- **Exercise requirements**
If a line in the data below holds the word "only", copy it.

- **Provided entries**
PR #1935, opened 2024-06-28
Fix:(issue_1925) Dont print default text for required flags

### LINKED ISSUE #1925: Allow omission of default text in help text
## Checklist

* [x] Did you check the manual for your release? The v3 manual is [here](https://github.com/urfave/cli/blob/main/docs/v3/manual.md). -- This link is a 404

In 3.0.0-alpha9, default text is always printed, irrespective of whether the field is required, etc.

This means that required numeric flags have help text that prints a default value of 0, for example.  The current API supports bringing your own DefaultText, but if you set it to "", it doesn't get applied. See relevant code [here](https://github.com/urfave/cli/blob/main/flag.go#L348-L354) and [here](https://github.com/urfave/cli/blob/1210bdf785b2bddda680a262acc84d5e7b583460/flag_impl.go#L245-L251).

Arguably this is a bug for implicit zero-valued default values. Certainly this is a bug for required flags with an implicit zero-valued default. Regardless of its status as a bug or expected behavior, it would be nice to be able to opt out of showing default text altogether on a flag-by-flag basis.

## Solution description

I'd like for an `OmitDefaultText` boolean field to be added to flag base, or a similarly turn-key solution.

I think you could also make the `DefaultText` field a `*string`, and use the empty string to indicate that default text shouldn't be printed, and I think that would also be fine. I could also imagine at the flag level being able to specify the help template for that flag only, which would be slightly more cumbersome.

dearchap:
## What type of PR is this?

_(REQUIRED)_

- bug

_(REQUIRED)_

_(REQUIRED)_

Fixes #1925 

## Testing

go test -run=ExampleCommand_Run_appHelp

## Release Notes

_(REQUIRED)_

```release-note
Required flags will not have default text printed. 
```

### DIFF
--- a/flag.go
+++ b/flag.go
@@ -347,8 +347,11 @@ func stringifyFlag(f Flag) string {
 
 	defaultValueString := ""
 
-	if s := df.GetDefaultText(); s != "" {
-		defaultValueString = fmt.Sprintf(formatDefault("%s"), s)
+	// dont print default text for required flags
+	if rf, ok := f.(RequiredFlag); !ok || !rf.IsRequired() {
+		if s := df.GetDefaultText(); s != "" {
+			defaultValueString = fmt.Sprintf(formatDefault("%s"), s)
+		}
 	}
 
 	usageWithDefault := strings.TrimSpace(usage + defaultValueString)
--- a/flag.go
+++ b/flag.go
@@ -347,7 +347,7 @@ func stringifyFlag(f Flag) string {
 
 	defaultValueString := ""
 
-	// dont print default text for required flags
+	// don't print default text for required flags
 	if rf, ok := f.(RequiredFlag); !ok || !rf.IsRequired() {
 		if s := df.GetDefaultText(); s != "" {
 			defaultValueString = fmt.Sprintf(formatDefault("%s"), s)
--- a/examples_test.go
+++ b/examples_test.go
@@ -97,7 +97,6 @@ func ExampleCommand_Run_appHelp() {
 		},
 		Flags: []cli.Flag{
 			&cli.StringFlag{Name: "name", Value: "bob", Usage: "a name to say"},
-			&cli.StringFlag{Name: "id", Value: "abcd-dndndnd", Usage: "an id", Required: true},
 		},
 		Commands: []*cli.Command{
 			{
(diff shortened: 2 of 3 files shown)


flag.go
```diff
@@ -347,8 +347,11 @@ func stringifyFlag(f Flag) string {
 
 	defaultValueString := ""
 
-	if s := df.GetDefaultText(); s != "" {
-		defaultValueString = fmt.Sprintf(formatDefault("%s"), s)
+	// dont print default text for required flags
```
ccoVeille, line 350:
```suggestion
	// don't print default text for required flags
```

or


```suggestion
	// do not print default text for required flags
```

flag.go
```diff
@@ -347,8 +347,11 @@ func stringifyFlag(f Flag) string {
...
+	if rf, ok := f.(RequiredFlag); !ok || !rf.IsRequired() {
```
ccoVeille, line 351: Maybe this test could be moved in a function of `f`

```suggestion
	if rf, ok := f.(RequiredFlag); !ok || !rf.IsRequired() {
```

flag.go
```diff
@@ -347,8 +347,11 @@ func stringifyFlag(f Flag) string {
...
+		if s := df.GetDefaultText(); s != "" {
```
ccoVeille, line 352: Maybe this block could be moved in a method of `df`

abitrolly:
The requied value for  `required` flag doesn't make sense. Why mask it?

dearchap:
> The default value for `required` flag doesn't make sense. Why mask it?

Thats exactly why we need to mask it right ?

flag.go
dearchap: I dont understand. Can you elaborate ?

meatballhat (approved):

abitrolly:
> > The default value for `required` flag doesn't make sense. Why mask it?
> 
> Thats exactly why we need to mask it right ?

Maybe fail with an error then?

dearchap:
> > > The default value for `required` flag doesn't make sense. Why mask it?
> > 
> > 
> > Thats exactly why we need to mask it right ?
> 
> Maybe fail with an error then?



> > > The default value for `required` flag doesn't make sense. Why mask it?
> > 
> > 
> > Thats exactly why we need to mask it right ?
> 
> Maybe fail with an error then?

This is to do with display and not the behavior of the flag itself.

...

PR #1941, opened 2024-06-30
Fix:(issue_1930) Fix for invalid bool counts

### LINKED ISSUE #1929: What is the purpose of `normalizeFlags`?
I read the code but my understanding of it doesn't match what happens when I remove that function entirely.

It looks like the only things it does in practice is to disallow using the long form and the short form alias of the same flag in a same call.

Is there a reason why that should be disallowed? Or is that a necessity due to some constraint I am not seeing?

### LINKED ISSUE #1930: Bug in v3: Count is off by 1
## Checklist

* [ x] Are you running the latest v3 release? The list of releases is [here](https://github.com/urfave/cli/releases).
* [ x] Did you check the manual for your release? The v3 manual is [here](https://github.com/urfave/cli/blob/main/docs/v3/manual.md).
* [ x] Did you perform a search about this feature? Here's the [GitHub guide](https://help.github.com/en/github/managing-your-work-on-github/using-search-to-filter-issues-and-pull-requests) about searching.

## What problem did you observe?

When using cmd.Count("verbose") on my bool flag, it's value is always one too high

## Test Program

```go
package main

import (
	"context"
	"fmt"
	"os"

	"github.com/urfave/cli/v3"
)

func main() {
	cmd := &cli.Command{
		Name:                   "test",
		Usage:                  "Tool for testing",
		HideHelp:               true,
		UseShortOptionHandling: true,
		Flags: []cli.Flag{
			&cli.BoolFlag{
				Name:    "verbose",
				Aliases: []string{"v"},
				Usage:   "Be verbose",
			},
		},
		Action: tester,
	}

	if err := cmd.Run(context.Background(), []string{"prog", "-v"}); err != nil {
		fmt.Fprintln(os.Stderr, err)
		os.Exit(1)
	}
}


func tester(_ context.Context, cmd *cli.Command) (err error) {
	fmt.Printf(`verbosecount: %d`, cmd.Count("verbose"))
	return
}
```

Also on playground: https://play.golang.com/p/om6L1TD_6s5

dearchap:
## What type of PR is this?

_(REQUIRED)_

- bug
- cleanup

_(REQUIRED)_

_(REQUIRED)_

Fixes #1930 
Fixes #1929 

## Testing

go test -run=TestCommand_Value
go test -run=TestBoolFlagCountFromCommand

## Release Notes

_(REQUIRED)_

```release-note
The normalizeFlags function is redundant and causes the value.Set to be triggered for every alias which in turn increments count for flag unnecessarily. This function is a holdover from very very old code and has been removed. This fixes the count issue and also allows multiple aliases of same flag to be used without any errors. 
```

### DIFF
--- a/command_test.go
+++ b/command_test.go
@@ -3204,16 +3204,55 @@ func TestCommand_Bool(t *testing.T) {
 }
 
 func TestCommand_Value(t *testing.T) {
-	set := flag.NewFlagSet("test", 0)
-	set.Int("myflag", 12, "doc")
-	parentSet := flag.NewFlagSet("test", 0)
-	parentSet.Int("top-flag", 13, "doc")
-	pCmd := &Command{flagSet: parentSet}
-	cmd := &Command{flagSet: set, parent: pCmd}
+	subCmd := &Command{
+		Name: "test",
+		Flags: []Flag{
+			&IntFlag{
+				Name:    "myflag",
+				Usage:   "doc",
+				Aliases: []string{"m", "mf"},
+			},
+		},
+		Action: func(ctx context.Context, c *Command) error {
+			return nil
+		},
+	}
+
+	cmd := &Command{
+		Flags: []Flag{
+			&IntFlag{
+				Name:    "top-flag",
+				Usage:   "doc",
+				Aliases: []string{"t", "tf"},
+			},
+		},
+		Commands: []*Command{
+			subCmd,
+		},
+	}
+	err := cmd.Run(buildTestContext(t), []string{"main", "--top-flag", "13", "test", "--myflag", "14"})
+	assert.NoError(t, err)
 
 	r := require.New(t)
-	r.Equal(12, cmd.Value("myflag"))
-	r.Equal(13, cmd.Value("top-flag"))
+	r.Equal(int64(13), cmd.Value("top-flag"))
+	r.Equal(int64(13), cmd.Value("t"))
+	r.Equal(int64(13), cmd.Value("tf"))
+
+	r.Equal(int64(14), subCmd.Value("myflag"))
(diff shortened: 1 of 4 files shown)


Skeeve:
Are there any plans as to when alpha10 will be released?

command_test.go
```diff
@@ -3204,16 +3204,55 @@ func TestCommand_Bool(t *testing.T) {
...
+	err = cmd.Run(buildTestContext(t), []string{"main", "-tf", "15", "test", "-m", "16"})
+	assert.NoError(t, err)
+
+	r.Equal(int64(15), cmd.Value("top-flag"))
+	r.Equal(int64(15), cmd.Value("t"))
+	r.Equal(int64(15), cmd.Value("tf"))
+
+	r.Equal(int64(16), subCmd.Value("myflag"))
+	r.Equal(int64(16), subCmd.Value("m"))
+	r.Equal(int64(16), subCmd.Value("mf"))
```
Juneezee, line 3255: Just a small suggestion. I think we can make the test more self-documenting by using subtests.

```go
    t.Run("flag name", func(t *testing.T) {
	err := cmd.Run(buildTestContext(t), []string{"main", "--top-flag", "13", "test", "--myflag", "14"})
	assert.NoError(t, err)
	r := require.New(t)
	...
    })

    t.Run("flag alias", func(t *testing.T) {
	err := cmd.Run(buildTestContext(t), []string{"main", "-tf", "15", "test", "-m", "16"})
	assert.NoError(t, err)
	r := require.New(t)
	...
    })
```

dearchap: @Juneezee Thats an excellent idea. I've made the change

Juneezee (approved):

- **Output for this exercise**
I think you could also make the `DefaultText` field a `*string`, and use the empty string to indicate that default text shouldn't be printed, and I think that would also be fine. I could also imagine at the flag level being able to specify the help template for that flag only, which would be slightly more cumbersome.
It looks like the only things it does in practice is to disallow using the long form and the short form alias of the same flag in a same call.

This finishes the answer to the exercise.